مُساهمةموضوع: طرق فصل المياه عن الزيوت المعدنية المستعملة   السبت أغسطس 17, 2013 3:06 pm








 

 Water is ever present in the environment. Unless you live in an arid region, it is a fundamental fact of life.


 Water co-exists in oil in essentially the same way it co-exists in the atmosphere. It starts off in the dissolved phase - dispersed molecule-by-molecule throughout the oil. 


Just like Water present in the air, it cannot be seen in oil, which may appear clear and bright. However, once the saturation point is exceeded, Water is typically present in the emulsified phase creating a milkiness or fog in the oil, just like moist air on a cool day.


 When sufficient Water exists, or when the oil has adequate demulsibility, free Water will collect. 


Because Water is typically heavier than oil, it settles below the oil, at the bottom of sumps and reservoirs. 



The point at which an oil contains the maximum amount of dissolved Water is termed the saturation point.


The saturation point is dependent on the oil’s temperature, age and additive composition.


The higher the temperature, the higher the saturation point and hence more Water held in solution, in the dissolved phase.


This is the same as being able to dissolve more sugar in hot water, than in cold water.


Similarly, the older the oil, the higher the level of Water that can be dissolved.


 This is due to polar by-products of oxidation in the oil, which act as “hooks” holding on to the Water molecules and keeping them in solution.


 Likewise, highly additized oils, like crankcase oils, have a higher saturation point than lightly additized oils like turbine oils, because the additives - many of which are polar - also hold the Water in solution. 


--------------------------------------------------------------------------------------------------------------------------------






The Effects of Water 



 


Water will affect the oil’s base stock, encouraging oxidation, viscosity increase and foaming. 



Water can also affect the additive package through Water washing and hydrolysis, leading to acids and additive depletion. 


Water encourages rust and corrosion and will cause increased wear as a result of aeration, changes in viscosity resulting in film strength failure, hydrogen blistering and embrittlement, and vaporous cavitation. 


Finally, Water is a generator of other contaminants in the oil such as waxes, suspensions, carbon and oxide insolubles and even micro-organisms. 






Water Prevention and Removal Strategies 


Water ingression is either insidious as a result of atmospheric humidity levels or immediate as in Water jet washing or sudden seal failure.



Whatever the source, immediate attention is required to remove it. 


If significant Water ingress has occurred over a prolonged period, detailed oil analysis, such as rust and corrosion inhibition characteristics, remaining useful life measurements, demulsibility and foam suppression and tendency may also be necessary to determine the oil’s suitability for further use. Merely replacing the oil will not cure the ingress source.


Root cause corrective measures are necessary to resolve or limit Water ingression. 
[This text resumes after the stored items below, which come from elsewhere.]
PR #26, opened 2020-07-24
yet more fixes for disbaling implicit casts

dtaller:
I made a version of binary search and check sorted that can take in a host device pointer (without an implicit cast). Some other minor fixes

### DIFF
--- a/src/care/array_utils.h
+++ b/src/care/array_utils.h
@@ -183,7 +183,7 @@ CARE_HOST_DEVICE bool checkSorted(const T* array, const int len,
 
 #if !defined(CARE_ENABLE_IMPLICIT_CONVERSIONS)
 template <typename T>
-CARE_HOST_DEVICE bool checkSorted(const care::host_device_ptr<T>& array, const int len,
+CARE_HOST_DEVICE bool checkSorted(const care::host_device_ptr<const T>& array, const int len,
                                   const char* name, const char* argname,
                                   const bool allowDuplicates = false);
 #endif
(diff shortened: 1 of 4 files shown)


src/care/array_utils.h
```diff
@@ -181,6 +181,13 @@ CARE_HOST_DEVICE bool checkSorted(const T* array, const int len,
                                   const bool allowDuplicates = false);
 
 
+#if !defined(CARE_ENABLE_IMPLICIT_CONVERSIONS)
```
adayton1, line 184: So if we update CHAI, this macro guard will be unnecessary, right?

src/care/array_utils.h
```diff
@@ -610,6 +633,26 @@ CARE_HOST_DEVICE inline int BinarySearch(const T *map, const int start,
...
+template<typename mapType>
+CARE_HOST_DEVICE inline int BinarySearch(const care::host_device_ptr<const mapType>& map, const int start,
+                                         const int mapSize, const mapType num,
+                                         bool returnUpperBound)
+{
+#if defined(__CUDA_ARCH__) || defined(__HIP_DEVICE_COMPILE__) 
+   return BinarySearch<const mapType>(map.data(), start, mapSize, num, returnUpperBound);
+#else
+   int result = -1;
+   LOOP_SEQUENTIAL_REF(i, 0, 1, result) {
```
adayton1, line 646: I don't see why you need separate behavior for host vs. device. This function should just be a wrapper, so `return BinarySearch<const mapType>(map.data(), start, mapSize, num, returnUpperBound);` should be sufficient.

dtaller: Fixed

src/care/array_utils.h
dtaller: Yes, I added a comment to revisit this when CHAI is updated. It should not be needed if everything is consistent

adayton1: I'm thinking we should just update chai so we don't have to worry about this.

dtaller: Ok. I just double checked and got rid of the guard. care compiles with both implicit conversions on and off. I don't think it will compile with the ale3d develop version of chai (which is what I was using to build ale3d), so both of those will have to updated at the same time for things to work with ale3d.

dtaller: Wait just a sec, don't approve yet

dtaller: Ok, ready for another look after tests pass. Should be fine to get rid of guard now

adayton1: Looks good. Yeah, we should definitely update CHAI at the same time as CARE in the main src.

Basic measures to address Water ingression include the use of desiccating breathers, improved seal technology and training maintenance and operations personnel to avoid direct contact with wash down Water on shaft seals and breathers.






Measures to minimize Water ingress should start in the oil store.


Drums and tanks should be sheltered from the environment.


Even indoors, this means they should be sheltered against process Water sprays, fire sprinkler tests and general cleaning sprays.


Open barrels should also be protected with desiccant-style filters, particularly in humid storage areas, to preventWater build up and oil degradation. 



A number of methods or technologies, from inexpensive gravity separation to complex vacuum dehydration, exist to remove water.


 Which technology is most effective will depend on the target dryness level required, the volume of Water that must be removed, the base oil (mineral, synthetic, etc.) and the required flow and processing rate. 


The following is an outline of technologies that can remove Water from oil, together with their relative advantages and disadvantages. 


---------------------------------------------------------------------------------------------------------------------------



Gravity Separation 



As already mentioned, free Water in the system will settle to the bottom of the tank (assuming the specific gravity of Water is greater than the lubricant).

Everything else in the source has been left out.